In Andreski v. Industrial Commission, 261 Wis. 234, 52 N.W.2d 135 (a 1952 case), where a sheriff had gone to visit many taverns in his own county on his own personal business and had likewise gone into another county prior to his unexplained death, the court, in setting aside the award of the Industrial Commission, and the Circuit Court, which confirmed the commission’s action, quoted from its case of Tewes v. Industrial Commission, 1928, 194 Wis. 489, 215 N.W. 898, 899, as follows :
“ * * * when it is established that employees have entered upon the performance of their duties and are found at' a place where they might properly be in the discharge of those duties, nothing appearing to the contrary, the presumption of continuity obtains,
The evidence in this case shows that when the first person arrived at the warehouse that morning, about ten minutes of six o’clock, he said “nothing was on” in the way of a motor and he passed right by the truck. Neither the motor of the truck nor the plug-in of the refrigerator that held the products' that the truck hauled were on. Later on, however, as the testimony above-quoted will show, a witness came upon the scene and said that the electricity caused by plugging into the wall and running the refrigerator was running. This indicates that after the seeing of Martin by the first witness, John W. Hickey, and the time when others came on the scene hours after-wards, someone had plugged in the refrigerators and they were receiving the electricity to restore them. The inference is that no one would do it but Martin.
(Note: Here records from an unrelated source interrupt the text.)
PR #2363, opened 2021-07-14
Stubs for WebAssembly

neilalexander:
This should allow NATS Server to build under the `js/wasm` target.

/cc @nats-io/core

### DIFF
--- a/server/disk_avail_wasm.go
+++ b/server/disk_avail_wasm.go
@@ -1,4 +1,4 @@
-// Copyright 2020 The NATS Authors
+// Copyright 2022 The NATS Authors
 // Licensed under the Apache License, Version 2.0 (the "License");
 // you may not use this file except in compliance with the License.
 // You may obtain a copy of the License at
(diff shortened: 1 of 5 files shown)


derekcollison:
Should we be tracking this one still @neilalexander?

neilalexander:
@derekcollison If you don't mind — this PR pretty much got NATS to build for WASM but I am not 100% sure of the consequences of stubbing some of these values.

gedw99:
> 
@derekcollison @neilalexander 
So then needs built tags, so that the code can work in browser and not in browser right ? 
Then at compile time just use the flags appropriately. 

Here is an example of what i mean: https://github.com/gioui/gio-x/tree/main/explorer

keeps everything reusable for different environments.

kozlovic (changes requested):
I am not knowledgeable on WASM to really comment, but there are conflicts that would need to be resolved before being able to merge.
For Go 1.17 support, please *add* (not replace) build directive as such:
```
//go:build <directive>
```
So suppose you want to have:
```
// +build wasm
```
it should become:
```
//go:build wasm
// +build wasm
```
etc.. Alternatively, if you are using Go 1.17, do a "go fmt" that should add those for you.

gedw99:
+1 Any movements on this ??

derekcollison:
Since the other PR landed with direct connect clients etc, @neilalexander do you think you could rebase on main and update copyright to 2022? Will see if we can merge for 2.9.

neilalexander:
@derekcollison Absolutely, I’ll do it first thing in the morning!

kozlovic (approved):
LGTM

unicomp23:
what's holding up the merge?

derekcollison:
Should be ok to merge, will wait on @kozlovic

Flagstaff, Arizona, has an elevation of 6,896 feet; it was snowing on the morning of January 7th; the wind was blowing and people took shelter in places to get out of the weather. Who needed his products so early, or why should his truck take out over the mountain roads to cover the distance from Winslow, Arizona to the east to Ash Fork to the west, a distance of 109 miles?
If Martin slept in his truck at the place of business of Swift & Company when trouble was imminent at home, the petitioner should not be penalized for it. He was protecting his master’s interests. He may have temporarily abandoned his home but he never abandoned his job.
Referring to the time when rigor mortis sets in, the majority opinion relies on the testimony of Dr. Sechrist, the physician who was present when the body was taken from the truck. He testified, “he had been dead from two to eight hours.” William L. Compton, the mortician, said rigor mortis *421had not set in when the body was removed from the track. When a doctor is called at time of death he generally, unless life is in sight, takes but a moment, but the mortician lives with the dead. Who knows best? But the testimony definitely shows that Dr. Sechrist worked on the body for
IS minutes when it was taken from the truck, hoping to restore life, and at the same time oxygen was being given to Martin.
Without hesitation, I say the award of the industrial commission should be set aside.